Teacher Shortage Causes

What’s the Deal with the Shortage of Teachers Nationwide?

Schools across the U.S. are facing tremendous challenges in filling teacher vacancies.  There is little doubt that there will be children in classrooms across the United States who will begin the school year without a teacher in place in their classroom(s) or with teachers who have been placed in subjects outside their area of certification, or even with folks placed in the classroom because no one else was available.  You may have heard about this crisis, but you may not have heard what is factoring into this critical problem.

Teaching is not the only field where employers are having a hard time finding suitable employees.  We have all noted the many help wanted signs on businesses throughout our communities.  While many have blamed the pandemic and the “great resignation” for the problem, there is more to it than that.  From a demographic standpoint there is a problem baked into the number of employees available to hire.

For the longest time the Baby Boom generation was the largest generation in U.S. history.  The generation that followed the Boomers, Generation X, is smaller than the Boomer generation.  As the Boomers began to retire, it was thus a given that there would be fewer available employees in the talent pool.  It just stands to reason that one cannot fill vacant jobs when one has fewer folks entering and in the system than those who are leaving the system through retirement or death.  The Millennial Generation is now larger than the Baby Boom generation due to the natural process of decline in the number of Baby Boomers via death.  The Millennial Generation is considered to be those born between 1981 to 1996.  The youngest of the Millennials then are near the start of their professional careers and just beginning to be available to fill the roles being left behind by the last of the retiring Boomers and the beginning of retiring Gen Xers. (Source: https://www.pewresearch.org/fact-tank/2020/04/28/millennials-overtake-baby-boomers-as-americas-largest-generation/)  More specific evidence as well as child population projections can be accessed through the U.S. Census website (https://www.childstats.gov/AMERICASCHILDREN/tables/pop1.asp).

For the education field though, it’s more complicated than just demographics.  Not only is the education profession faced with the same demographic realities as other employment segments, fewer young people are choosing education for a career.  Per an EdWeek report in March of 2022, between 2008-2009 and 2018-2019 traditional teaching programs saw a 35% decline in enrollment.  No doubt some of this was due to the aforementioned demographic reality; however, it is also true that there have simply been fewer people choosing education for a career (https://www.edweek.org/teaching-learning/fewer-people-are-getting-teacher-degrees-prep-programs-sound-the-alarm/2022/03).

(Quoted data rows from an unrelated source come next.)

PR #1408, opened 2015-03-15
Refactoring and work on tiny

cos:
- aside from tiny stuff, the main change is that the KIL-to-KORE convertors removes the quote, i.e., `'` from all productions and labels. As we now have a different escaping mechanism, there is no point in leaving it there.

### DIFF
--- a/k-distribution/src/test/java/org/kframework/kore/convertors/TstTinyOnKORE.java
+++ b/k-distribution/src/test/java/org/kframework/kore/convertors/TstTinyOnKORE.java
@@ -60,7 +60,7 @@ public class TstTinyOnKORE extends BaseTest {
                                 ))),
                 cons.KLabel("'<state>").apply(
                         cons.KLabel("'_Map_").apply(
-                                cons.KLabel("'_|->_").apply((K) cons.stringToId("n"), (K) cons.intToToken(10)),
+                                cons.KLabel("'_|->_").apply((K) cons.stringToId("n"), (K) cons.intToToken(200)),
                                 cons.KLabel("'_|->_").apply((K) cons.stringToId("s"), (K) cons.intToToken(0)))
                 ),
                 cons.KLabel("'<s>").apply()
--- a/k-distribution/src/test/java/org/kframework/kore/convertors/TstTinyOnKORE.java
+++ b/k-distribution/src/test/java/org/kframework/kore/convertors/TstTinyOnKORE.java
@@ -60,7 +60,7 @@ public class TstTinyOnKORE extends BaseTest {
                                 ))),
                 cons.KLabel("'<state>").apply(
                         cons.KLabel("'_Map_").apply(
-                                cons.KLabel("'_|->_").apply((K) cons.stringToId("n"), (K) cons.intToToken(100)),
+                                cons.KLabel("'_|->_").apply((K) cons.stringToId("n"), (K) cons.intToToken(10)),
                                 cons.KLabel("'_|->_").apply((K) cons.stringToId("s"), (K) cons.intToToken(0)))
                 ),
                 cons.KLabel("'<s>").apply()
--- a/k-distribution/src/test/java/org/kframework/kore/convertors/TstTinyOnKORE.java
+++ b/k-distribution/src/test/java/org/kframework/kore/convertors/TstTinyOnKORE.java
@@ -12,6 +12,7 @@ import org.kframework.tiny.Constructors;
 import org.kframework.tiny.FreeTheory;
 import org.kframework.tiny.K;
 import org.kframework.tiny.KApp;
+import org.kframework.tiny.KIndex$;
 import org.kframework.tiny.Rewriter;
 import org.kframework.tiny.Rule;
 import org.kframework.tiny.package$;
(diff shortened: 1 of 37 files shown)


cos:
@dwightguth, I need a project published to the RV maven repo -- the developer didn't put the publish the latest version to Maven Central.

The project is here:
https://github.com/nicolasstucki/multisets

It's a Scala project so it needs to be published using SBT. You can do that by changing these lines:
https://github.com/nicolasstucki/multisets/blob/2.11.x/build.sbt#L19-L25

I changed the selection to:

```
publishTo := Some(Resolver.file("file",  new File(Path.userHome.absolutePath+"/.m2/repository")))
```

for my local Maven repo. You may need to do something slightly different for RV.

dwightguth:
Assuming that I don't know SBT and don't really want to learn at this time, I am fine with running a set of commands with my privileges if you give me an exact set of files and commands to run on them; but I don't really want to spend significant amounts of effort trying to figure out what those commands should be.

The KORE stuff looks fine; I haven't looked over the rewriter changes very closely. I'm fine with you handling that however you want.

cos:
Are you running the publish command directly on the server which has the maven repo? If so, the commands are:

```
git clone git@github.com:nicolasstucki/multisets.git
cd multisets
```

In `build.sbt`, replace these lines: https://github.com/nicolasstucki/multisets/blob/2.11.x/build.sbt#L19-L25
with

```
publishTo := Some(Resolver.file("file",  new File(Path.userHome.absolutePath+"/.m2/repository")))
```

if the maven repo is in its standard directory.

Then:

```
sbt publish
```

dwightguth:
Jenkins: test this please

radumereuta:
There are issues in this diff.
First of all, I don't agree with how @cos uses `dropQuote` and `addQuote`. If a production has a klabel on it, then that is the klabel. No processing should be done after that.

Secondly there are print messages that were forgotten, and when I run something I get all sorts of strange printouts.

I think this should be reverted, fixed and then made another pull request.

cos:
> First of all, I don't agree with how @cos uses dropQuote and addQuote. If a production has a klabel on it, then that is the klabel. No processing should be done after that.

@radumereuta, the fact klabels have quotes is an artifact of the SDF parser. Generally, we don't want definitions with quotes and, with the new parser, this is possible. If we see the quote as the correspondent of the back quote in the new parser, they should be removed when converting to KORE.

> Secondly there are print messages that were forgotten, and when I run something I get all sorts of strange printouts.

Very likely I missed something, put what you see in a comment and I'll make a pull request with the fix.

> I think this should be reverted, fixed and then made another pull request.

I disagree.

dwightguth:
No, Radu is right about the quote. It is possible to have no quotes in the new parser, but nonetheless, the quote does not correspond to the backtick, because not all klabels have quotes, and a klabel with and without a quote is not the same klabel. I missed this when I originally reviewed this diff, but I think we should try to find another migration pattern than to put this in the converter. The correct solution, I believe, is for the K frontend to not generate quotes as part of the default (ie, non-user-specified) klabels for productions.

radumereuta:
But I need the klabels to do disambiguation. This is how I apply the priority filters and associativity.
If a user says `syntax priority '_*_ > '_+_` I have to be able to know which productions he/she is referring to.

Adding klabels to a production is in fact a step separate from the transformers. It should be done immediately after outer parsing and it is there where all the decisions about how the default labels look, should be done. The rest of the tool should take them as they are.

grosu:
Guys, if in doubt, always consult the wiki https://github.com/kframework/k/wiki/KAST-and-KORE and the files that it links to: https://github.com/kframework/k/blob/master/kernel/src/main/resources/kore.k

We've spent dozens of hours revising these documents, and arguing and then arguing again about them.  We have not done that for nothing.  So please do not just take adhoc decisions after thinking 5 minutes about the issue.  If you are not happy with something in the wiki, then complain about that and propose something better and get that approved, or otherwise understand the big picture and the motivations behind it better.

The short story is that the quote `'`, which is an artifact of our previous use of Maude's QIDs, will play no role whatsoever in KORE.  If users want to use it in their explicitly given KLabels, fine, it is their choice.  But we do not force them.  Also, we do have backticks now for grouping, including for grouping the characters in a KLabel.  So one can write ``_+_`` for now on a KLabel position if `_+_` is ambiguous with the current parser; future parsers, even if they will be able to handle `_+_`, will still work when writing ``_+_``.  This will also nicely allow us to have whitespaces in KLabels, as needed for some languages.

cos:
The issue is that we don't want the quote in KORE, and SDF does not allow us to have klabels without the quote. My solution was to see the quote as a convention (like the backquote), and have the KILtoKORE convertor remove them. This way we have clean KORE definitions, and we do not need to touch or affect the current KIL-based pipeline in any way. Remember that KILtoKORE is just our testing mechanism. It is not part of the legacy pipeline and it will not be part of the new pipeline. If you see any other solution (aside from using the new parser also for bubbles, which will be great) that both gives us quote-less klabels and does not touch the current pipeline, I'll gladly take it.

radumereuta:
1. We do want to use quote in KORE. We should not force users not to have something like that.
2. SDF allows you that, see predicates
3. quote is a convention only when generating default labels, and that's it.
4. depending on how issue #1411 goes, KILtoKORE will be part of the pipeline (at least for a while).

cos:
1. The change affects KILtoKORE. KILtoKORE is our testing mechanism. No users will ever get to use it. They will use the SDF-based parser until the new parser is ready. And they will use the new parser afterwards. There will be no intermediate step. As for us, I think we can live with not having labels starting with quote until the new parser is ready.
2. I tried it and it fails. 
3. I tried manually (i.e. by specifying it) using a quote-less label and I'm getting parsing errors. 
4. I disagree. #1411 has nothing to do with it as it regards the program parser. We're talking here about the new parser for the new pipeline. KILtoKORE should not be part of that. We should either bootstrap the new parser, or, harder, write a javacc version of outer. As for the current pipeline, I don't see any intermediate solution. If you want to make an intermediate solution that uses the new parser for the current pipeline, you'll also have to write a KOREtoKIL (or parser data structures to KIL) convertor, which is probably hard, very time-consuming, and error prone.

cos:
I just saw #1410. Unless you're offering an alternate solution for generating clean KORE, please re-merge.

dwightguth:
As I understand it, it broke the new parser. I can say with confidence you are incorrect about your #3 though. It is definitely possible to have productions with a klabel without a quote, and they are distinct from the same klabel with a quote. This is already done numerous times in existing definitions. The quote is not an indicator that what follows is a klabel: it is part of the klabel itself, and a convention for generating klabels from productions that do not specify them. As such, as I suggested, I feel the correct solution is to modify the outer parser to change its default klabel algorithm in the new implementation.

cos:
Regarding #3, I tried what seems natural, using `klabel(foo)` as an attribute. This doesn't work. As I understand from Radu, this is not way it is done because of yet another quirk. Anyway.

Regarding "breaking" the new parser, it just breaks using the new parser as a program parser for the legacy pipeline -- Radu's pending pull request. I acknowledge this as an issue, and I think it should have been raised like this, not by going into philosophical discussions about the correctness of the approach in general. The fix is actually very easy, just add an option to to KILtoKORE to determine whether to drop the quote or not. This is growing way out of proportion for a temporary convertor.

cos:
Also, I don't it is worth going into the trouble of adapting the current outer parser just for this. That is code that hasn't been touched in some time and my guess is that we don't want to mess with it. We want to rewrite the outer parser for the generating KORE modules anyway.

cos:
the fix, about 10 lines of code (not counting merging issues partially introduced by the revert): #1412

Combine the unavoidable facts presented by a demographically smaller workforce (temporary though that may be), fewer folks choosing the profession, and a rise in the number of children in the U.S. and you have a perfect storm of factors that have resulted in the teacher availability crisis.  Based on demographics alone, it is not surprising that there is a short supply of teachers or workers in any field for that matter.  This reality is being borne out in the current labor marketplace.  Add in folks not choosing education with a rising school age population and you have an accurate account of the headwinds facing schools.

But the factors above are not all of the story.  While the teacher employment crisis is finally getting attention in both the media and from some government agencies, it cannot be said that no one was sounding the alarm on the now present crisis.  Education associations, state committees, and individuals have warned that this crisis was imminent for a long time now.  I have personally warned thought leaders and politicians that this day was coming for over a decade now.  The public should not accept any public official whose been around for any length of time claiming this day could not be seen on the horizon.  They were duly warned.

In Michigan there is finally money in the budget to help grow the teaching profession.  Whether this will draw young people into the profession is unknown.  Teachers regularly site low pay and stress as two of the leading causes for walking away from the profession.  Programs to forgive college debt and to provide stipends for student teachers do not directly address either of those two challenges.  Thus the medicine concocted by the state may be directed at the wrong source of the malady.  Only time will tell.  

Time, however, is not something today’s students have.  Even if the approaches being tried are successful, there is at least a four or five year delay in improvements to the teacher availability pipeline.  That is potentially another half decade of schools struggling to find teaching staff and endlessly poaching one another for qualified adults in classrooms.  We must be prepared to adjust rapidly and realistically to this crisis if we are to provide the education children need and that our society and our businesses require to thrive.